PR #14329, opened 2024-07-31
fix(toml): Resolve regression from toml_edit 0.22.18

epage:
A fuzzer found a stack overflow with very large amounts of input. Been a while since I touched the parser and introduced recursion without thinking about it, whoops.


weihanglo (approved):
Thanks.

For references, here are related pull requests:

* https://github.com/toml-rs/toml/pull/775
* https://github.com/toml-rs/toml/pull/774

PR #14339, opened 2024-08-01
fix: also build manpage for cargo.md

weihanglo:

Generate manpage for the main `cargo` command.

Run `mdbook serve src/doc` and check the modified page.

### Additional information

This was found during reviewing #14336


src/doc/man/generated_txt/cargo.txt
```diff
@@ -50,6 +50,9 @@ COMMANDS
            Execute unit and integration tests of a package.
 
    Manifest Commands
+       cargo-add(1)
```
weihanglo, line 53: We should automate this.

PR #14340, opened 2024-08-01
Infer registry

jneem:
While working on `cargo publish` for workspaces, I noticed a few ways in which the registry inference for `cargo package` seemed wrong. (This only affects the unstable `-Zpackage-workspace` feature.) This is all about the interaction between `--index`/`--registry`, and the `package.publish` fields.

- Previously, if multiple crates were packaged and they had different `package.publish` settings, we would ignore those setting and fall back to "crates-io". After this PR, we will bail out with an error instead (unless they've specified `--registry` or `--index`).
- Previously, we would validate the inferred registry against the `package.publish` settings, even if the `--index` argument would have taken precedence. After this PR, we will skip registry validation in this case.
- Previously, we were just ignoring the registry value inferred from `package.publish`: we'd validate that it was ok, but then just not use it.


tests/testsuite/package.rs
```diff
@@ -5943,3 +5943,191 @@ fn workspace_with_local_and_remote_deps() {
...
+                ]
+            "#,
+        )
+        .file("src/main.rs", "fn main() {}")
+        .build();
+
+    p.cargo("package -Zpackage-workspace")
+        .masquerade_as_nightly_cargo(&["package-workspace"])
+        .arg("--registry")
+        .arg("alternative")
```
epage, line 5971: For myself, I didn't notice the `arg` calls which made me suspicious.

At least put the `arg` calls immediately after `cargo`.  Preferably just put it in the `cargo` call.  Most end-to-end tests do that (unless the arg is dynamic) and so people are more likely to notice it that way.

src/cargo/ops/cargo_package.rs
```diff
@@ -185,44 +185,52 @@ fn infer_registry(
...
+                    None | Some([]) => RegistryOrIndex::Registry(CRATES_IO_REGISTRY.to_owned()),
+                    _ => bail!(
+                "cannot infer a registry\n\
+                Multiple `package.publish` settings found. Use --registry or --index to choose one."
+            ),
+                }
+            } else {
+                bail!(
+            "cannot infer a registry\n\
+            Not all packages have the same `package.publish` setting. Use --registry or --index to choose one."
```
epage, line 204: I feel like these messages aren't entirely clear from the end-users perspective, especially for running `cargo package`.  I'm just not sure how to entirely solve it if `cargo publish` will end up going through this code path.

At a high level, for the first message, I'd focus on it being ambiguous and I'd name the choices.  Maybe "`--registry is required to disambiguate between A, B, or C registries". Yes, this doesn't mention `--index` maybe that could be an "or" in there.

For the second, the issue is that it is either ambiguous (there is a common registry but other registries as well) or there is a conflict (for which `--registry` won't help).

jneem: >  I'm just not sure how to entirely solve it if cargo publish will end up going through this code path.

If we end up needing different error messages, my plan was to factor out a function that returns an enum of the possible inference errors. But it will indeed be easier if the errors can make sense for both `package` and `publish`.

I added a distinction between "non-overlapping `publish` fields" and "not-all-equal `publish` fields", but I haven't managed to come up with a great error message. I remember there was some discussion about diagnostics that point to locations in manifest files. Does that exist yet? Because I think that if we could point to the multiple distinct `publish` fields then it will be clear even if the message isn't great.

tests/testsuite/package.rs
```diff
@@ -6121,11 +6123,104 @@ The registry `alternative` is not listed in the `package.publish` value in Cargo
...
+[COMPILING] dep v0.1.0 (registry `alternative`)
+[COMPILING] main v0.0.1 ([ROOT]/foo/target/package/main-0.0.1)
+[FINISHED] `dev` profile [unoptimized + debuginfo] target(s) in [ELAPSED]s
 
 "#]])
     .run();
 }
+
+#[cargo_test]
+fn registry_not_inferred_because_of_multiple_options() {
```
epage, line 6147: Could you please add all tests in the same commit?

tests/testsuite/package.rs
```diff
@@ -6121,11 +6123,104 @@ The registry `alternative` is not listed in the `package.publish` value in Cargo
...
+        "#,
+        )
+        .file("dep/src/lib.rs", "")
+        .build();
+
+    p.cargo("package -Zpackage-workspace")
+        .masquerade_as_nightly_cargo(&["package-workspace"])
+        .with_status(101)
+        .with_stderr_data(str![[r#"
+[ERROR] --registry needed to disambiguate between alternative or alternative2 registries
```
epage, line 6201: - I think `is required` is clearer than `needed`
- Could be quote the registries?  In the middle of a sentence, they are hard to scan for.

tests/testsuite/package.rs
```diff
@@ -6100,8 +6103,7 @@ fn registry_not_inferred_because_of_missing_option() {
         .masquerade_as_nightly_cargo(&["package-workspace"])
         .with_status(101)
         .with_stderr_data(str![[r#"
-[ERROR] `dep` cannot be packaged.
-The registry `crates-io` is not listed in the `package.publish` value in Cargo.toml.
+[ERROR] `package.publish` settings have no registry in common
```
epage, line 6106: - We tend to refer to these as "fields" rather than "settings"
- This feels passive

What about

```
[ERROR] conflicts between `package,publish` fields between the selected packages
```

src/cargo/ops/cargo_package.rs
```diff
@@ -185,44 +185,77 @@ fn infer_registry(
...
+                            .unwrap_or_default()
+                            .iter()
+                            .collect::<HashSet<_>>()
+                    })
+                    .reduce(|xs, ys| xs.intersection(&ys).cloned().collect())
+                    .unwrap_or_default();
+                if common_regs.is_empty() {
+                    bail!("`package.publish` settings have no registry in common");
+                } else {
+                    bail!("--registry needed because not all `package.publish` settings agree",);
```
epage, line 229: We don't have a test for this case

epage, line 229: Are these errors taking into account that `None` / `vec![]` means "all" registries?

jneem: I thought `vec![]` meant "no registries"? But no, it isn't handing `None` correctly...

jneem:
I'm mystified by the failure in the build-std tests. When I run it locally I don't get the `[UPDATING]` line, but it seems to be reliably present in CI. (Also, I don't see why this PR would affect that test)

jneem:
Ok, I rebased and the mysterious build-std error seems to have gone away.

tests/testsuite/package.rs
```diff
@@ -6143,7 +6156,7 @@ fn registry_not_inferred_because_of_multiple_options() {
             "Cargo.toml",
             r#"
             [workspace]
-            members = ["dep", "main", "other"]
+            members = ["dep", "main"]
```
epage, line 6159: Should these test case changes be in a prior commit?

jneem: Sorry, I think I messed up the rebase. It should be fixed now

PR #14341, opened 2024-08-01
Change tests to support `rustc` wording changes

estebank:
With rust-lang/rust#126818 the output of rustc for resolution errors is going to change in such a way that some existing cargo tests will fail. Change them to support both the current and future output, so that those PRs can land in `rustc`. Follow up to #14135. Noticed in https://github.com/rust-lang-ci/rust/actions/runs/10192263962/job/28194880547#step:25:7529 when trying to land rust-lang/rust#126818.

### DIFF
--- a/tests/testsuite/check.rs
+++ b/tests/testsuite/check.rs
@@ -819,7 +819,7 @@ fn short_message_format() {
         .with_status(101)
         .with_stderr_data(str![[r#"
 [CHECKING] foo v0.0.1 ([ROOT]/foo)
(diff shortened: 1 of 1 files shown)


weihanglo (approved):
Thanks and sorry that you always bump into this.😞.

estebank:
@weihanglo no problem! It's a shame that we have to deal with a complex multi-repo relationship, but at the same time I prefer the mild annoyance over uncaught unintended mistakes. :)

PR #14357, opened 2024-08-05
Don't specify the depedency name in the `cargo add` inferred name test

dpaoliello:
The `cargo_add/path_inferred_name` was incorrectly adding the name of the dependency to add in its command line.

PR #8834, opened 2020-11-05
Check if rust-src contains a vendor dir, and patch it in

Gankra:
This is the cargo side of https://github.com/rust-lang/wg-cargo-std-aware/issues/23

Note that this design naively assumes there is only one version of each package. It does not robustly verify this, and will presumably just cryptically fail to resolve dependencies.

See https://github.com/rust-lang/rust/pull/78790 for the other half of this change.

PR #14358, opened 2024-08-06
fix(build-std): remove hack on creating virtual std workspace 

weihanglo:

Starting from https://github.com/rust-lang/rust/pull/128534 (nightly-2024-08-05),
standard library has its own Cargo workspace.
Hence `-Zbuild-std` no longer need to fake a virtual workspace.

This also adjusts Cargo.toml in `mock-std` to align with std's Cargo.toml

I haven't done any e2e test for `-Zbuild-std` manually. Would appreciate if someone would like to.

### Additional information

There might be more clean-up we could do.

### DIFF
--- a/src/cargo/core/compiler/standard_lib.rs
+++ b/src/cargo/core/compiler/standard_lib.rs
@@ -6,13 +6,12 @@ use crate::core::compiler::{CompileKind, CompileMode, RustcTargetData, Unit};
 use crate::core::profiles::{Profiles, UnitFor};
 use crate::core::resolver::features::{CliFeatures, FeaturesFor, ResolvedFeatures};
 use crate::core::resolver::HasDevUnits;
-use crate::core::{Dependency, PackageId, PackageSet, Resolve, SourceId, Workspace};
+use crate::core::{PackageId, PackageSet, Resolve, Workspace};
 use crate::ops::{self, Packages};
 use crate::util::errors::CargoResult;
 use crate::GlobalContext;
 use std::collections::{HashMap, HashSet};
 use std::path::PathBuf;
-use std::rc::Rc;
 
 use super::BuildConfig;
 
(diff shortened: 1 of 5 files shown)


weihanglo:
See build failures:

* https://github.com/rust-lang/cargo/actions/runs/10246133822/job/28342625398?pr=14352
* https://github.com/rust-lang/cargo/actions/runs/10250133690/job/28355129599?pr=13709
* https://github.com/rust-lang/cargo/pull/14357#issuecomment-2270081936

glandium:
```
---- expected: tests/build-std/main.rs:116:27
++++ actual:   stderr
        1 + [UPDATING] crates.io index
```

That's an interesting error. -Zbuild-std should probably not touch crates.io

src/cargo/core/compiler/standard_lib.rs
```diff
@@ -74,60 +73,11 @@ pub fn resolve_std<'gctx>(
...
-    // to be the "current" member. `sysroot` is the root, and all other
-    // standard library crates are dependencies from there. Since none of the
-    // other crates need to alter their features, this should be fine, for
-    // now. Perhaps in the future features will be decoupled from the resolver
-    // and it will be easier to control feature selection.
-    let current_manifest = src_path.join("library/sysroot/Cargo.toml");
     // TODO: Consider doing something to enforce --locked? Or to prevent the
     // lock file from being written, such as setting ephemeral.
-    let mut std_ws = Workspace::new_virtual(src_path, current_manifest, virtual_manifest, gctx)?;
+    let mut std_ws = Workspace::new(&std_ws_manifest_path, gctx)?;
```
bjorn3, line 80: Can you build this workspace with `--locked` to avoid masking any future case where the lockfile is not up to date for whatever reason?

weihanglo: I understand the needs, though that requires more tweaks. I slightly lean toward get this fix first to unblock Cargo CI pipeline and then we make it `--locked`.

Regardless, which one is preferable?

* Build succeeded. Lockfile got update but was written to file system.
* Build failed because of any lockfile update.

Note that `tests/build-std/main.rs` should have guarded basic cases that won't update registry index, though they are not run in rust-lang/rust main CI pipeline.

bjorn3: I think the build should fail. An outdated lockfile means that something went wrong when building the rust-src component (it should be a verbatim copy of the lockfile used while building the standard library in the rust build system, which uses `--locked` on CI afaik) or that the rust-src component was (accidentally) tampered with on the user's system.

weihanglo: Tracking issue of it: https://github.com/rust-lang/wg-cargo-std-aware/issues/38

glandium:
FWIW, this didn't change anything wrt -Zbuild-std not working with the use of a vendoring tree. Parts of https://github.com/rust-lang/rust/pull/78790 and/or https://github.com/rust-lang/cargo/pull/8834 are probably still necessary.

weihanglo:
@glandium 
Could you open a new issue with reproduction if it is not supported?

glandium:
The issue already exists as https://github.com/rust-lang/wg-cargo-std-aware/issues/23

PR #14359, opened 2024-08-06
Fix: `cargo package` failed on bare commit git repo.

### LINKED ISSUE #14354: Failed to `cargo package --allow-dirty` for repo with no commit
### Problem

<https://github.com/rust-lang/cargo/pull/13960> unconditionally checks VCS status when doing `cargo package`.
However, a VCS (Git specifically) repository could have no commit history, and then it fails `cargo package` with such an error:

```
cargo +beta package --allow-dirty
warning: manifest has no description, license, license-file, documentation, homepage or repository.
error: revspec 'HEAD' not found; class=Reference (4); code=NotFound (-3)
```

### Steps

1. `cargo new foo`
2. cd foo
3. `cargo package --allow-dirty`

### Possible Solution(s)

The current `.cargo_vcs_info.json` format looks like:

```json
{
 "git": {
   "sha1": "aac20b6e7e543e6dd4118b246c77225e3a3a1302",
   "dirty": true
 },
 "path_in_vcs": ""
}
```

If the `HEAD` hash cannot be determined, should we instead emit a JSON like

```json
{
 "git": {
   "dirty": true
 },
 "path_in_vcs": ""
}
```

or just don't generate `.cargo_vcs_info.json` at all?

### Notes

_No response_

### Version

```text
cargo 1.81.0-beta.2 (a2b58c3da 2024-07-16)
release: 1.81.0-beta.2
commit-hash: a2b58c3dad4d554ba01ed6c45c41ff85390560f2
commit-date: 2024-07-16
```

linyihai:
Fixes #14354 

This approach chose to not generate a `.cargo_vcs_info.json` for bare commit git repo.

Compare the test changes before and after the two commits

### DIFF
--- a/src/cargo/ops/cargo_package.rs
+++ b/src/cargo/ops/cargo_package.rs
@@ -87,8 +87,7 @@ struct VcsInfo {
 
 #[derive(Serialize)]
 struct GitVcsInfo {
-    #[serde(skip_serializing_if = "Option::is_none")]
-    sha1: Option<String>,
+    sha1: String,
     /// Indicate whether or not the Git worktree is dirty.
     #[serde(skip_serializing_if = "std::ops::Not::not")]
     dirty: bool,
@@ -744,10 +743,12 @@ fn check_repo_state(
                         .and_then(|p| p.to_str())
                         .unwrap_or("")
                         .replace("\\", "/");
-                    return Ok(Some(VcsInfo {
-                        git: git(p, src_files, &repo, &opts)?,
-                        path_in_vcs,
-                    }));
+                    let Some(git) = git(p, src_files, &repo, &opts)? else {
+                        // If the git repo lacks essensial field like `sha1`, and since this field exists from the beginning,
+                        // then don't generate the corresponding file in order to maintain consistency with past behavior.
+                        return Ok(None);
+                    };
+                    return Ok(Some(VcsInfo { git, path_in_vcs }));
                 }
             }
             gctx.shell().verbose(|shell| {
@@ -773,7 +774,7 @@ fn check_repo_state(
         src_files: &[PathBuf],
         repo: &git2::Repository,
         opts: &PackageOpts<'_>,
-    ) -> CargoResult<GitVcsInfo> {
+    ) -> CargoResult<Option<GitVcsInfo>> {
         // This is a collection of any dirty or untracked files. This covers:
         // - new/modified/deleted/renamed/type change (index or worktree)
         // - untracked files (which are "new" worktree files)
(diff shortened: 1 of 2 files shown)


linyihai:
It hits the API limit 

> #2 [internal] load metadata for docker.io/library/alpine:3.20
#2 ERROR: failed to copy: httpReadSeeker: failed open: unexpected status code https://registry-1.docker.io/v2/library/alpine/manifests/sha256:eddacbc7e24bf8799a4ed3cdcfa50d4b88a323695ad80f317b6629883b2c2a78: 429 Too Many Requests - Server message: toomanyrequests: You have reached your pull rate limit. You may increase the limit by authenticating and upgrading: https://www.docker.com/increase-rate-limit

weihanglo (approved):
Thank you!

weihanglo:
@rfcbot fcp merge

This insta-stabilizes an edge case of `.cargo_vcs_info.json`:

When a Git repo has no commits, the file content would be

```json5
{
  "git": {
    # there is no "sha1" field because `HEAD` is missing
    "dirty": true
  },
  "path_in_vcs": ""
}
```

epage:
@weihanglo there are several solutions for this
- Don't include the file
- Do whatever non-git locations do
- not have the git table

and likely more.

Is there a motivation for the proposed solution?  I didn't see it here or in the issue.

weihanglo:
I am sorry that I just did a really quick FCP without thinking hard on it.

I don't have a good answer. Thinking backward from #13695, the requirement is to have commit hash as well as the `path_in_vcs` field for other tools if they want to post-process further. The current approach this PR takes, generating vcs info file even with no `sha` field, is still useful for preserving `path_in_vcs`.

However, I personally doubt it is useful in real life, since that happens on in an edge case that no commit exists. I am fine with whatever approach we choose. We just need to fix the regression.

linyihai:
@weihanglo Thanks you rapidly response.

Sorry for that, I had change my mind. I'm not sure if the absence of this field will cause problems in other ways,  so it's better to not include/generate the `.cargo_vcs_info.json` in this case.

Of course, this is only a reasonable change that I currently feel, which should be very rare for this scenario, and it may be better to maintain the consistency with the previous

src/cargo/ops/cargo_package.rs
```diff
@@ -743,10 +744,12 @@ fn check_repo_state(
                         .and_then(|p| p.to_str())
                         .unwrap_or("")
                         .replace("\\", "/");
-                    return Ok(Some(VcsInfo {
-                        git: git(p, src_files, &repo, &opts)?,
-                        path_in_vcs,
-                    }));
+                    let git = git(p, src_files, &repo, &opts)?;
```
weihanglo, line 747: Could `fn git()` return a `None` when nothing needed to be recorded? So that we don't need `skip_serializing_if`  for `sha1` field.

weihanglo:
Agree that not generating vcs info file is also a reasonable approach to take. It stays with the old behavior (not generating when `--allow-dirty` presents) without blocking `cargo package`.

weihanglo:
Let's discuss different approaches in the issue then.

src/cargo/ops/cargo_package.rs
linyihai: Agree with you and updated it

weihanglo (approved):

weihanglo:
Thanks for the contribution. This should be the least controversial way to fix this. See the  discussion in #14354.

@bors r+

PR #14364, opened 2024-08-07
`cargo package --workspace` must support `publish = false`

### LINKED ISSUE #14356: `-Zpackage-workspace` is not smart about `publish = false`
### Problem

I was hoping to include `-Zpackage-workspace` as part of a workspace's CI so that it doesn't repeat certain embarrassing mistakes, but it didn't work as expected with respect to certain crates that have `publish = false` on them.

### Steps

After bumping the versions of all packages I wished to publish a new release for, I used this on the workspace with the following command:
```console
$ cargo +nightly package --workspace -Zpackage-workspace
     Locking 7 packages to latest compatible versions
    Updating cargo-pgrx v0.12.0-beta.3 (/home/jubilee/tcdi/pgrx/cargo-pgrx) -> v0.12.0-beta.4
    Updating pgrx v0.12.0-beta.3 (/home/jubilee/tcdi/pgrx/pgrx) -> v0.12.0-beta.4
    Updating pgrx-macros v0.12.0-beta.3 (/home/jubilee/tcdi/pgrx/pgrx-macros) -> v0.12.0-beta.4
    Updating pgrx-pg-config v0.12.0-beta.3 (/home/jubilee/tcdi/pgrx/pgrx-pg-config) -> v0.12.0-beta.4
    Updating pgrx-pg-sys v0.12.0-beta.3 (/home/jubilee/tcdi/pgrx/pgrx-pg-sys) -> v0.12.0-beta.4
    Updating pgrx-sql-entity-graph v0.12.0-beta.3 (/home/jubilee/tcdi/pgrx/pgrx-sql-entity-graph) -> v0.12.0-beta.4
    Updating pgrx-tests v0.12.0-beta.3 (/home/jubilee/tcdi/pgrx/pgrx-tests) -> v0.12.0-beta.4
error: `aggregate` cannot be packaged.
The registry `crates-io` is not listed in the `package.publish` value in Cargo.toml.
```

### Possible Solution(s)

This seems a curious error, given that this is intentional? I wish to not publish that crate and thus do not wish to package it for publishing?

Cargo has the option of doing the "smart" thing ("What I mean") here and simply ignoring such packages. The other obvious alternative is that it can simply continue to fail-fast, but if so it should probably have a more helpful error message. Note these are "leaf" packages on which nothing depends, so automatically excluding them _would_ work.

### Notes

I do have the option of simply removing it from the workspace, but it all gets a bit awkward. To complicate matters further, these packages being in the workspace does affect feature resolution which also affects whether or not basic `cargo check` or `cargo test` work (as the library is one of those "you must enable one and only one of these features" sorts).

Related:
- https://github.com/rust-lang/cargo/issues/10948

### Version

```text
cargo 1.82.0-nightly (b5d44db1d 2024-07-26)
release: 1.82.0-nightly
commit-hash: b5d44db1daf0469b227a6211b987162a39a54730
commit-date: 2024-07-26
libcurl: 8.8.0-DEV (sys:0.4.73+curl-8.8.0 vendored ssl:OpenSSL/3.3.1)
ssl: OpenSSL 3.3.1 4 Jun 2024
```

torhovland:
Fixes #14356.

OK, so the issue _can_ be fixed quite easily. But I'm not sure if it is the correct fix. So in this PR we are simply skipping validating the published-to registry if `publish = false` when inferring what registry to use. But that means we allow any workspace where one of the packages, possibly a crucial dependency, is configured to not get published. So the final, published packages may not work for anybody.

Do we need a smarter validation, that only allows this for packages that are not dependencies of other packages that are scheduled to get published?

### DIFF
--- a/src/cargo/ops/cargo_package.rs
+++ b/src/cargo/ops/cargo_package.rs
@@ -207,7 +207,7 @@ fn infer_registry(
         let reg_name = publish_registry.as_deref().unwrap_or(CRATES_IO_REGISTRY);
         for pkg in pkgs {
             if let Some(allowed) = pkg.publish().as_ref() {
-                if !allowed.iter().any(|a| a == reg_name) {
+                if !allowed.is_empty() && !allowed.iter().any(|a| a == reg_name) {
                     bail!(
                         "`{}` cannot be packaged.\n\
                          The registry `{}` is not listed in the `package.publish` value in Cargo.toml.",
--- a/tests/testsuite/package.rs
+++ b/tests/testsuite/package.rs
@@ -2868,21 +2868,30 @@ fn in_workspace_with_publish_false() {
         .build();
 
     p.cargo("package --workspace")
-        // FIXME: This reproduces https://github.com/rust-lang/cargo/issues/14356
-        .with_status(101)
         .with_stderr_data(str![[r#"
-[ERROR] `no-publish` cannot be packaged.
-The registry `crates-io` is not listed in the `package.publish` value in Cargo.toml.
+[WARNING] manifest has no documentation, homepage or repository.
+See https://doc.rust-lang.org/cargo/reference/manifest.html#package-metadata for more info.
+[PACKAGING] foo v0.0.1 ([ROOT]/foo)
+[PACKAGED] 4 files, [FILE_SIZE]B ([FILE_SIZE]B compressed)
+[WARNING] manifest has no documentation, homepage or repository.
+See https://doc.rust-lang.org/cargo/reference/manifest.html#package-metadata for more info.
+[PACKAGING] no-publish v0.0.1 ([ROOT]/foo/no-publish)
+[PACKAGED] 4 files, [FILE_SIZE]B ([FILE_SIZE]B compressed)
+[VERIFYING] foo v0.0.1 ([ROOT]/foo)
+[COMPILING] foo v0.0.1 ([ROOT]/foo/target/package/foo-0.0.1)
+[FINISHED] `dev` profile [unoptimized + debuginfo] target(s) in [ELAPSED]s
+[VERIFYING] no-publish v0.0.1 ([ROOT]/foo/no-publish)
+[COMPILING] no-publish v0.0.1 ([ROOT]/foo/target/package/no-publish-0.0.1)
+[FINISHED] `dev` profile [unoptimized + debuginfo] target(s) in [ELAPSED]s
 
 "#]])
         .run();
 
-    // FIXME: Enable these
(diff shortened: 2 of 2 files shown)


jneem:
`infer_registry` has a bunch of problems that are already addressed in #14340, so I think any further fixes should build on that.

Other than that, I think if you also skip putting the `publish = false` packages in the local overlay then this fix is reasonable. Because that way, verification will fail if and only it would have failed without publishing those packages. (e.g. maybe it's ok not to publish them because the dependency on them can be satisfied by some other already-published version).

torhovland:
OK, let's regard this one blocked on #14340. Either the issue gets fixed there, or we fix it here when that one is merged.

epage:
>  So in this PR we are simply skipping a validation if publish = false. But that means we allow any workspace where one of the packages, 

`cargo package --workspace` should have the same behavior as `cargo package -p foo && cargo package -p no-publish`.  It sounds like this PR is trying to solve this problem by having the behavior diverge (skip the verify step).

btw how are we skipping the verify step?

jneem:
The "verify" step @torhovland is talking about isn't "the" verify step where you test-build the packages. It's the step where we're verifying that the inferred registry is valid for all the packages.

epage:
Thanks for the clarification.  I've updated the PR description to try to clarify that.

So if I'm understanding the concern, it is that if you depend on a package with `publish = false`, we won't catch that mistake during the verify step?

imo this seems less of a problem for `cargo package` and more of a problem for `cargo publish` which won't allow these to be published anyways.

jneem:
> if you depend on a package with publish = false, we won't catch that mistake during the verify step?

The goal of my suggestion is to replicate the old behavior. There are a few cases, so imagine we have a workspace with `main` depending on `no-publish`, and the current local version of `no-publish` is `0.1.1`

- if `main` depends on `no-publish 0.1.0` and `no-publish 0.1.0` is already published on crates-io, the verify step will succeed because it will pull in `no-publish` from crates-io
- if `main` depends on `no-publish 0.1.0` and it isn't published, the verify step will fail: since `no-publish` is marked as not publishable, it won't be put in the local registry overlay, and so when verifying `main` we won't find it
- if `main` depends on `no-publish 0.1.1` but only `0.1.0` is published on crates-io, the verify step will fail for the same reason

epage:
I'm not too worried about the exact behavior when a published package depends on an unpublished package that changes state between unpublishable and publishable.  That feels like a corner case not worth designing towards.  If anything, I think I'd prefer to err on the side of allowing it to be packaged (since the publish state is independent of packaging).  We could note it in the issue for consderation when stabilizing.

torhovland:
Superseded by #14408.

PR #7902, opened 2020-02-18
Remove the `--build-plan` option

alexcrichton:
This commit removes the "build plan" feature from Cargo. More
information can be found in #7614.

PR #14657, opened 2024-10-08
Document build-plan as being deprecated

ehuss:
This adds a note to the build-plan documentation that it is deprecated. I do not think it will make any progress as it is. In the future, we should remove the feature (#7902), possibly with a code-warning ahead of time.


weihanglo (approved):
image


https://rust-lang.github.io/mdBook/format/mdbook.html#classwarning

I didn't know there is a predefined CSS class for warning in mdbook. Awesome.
□ □ □ □ □ □ □
◆ Directions ◆
Transcribe, exactly and without additions, the lines of the records above, beginning with the line that contains "At a high level, for" and ending with the line that contains "it if cargo", both included.

◆ Solution ◆
At a high level, for the first message, I'd focus on it being ambiguous and I'd name the choices.  Maybe "`--registry is required to disambiguate between A, B, or C registries". Yes, this doesn't mention `--index` maybe that could be an "or" in there.

For the second, the issue is that it is either ambiguous (there is a common registry but other registries as well) or there is a conflict (for which `--registry` won't help).

jneem: >  I'm just not sure how to entirely solve it if cargo publish will end up going through this code path.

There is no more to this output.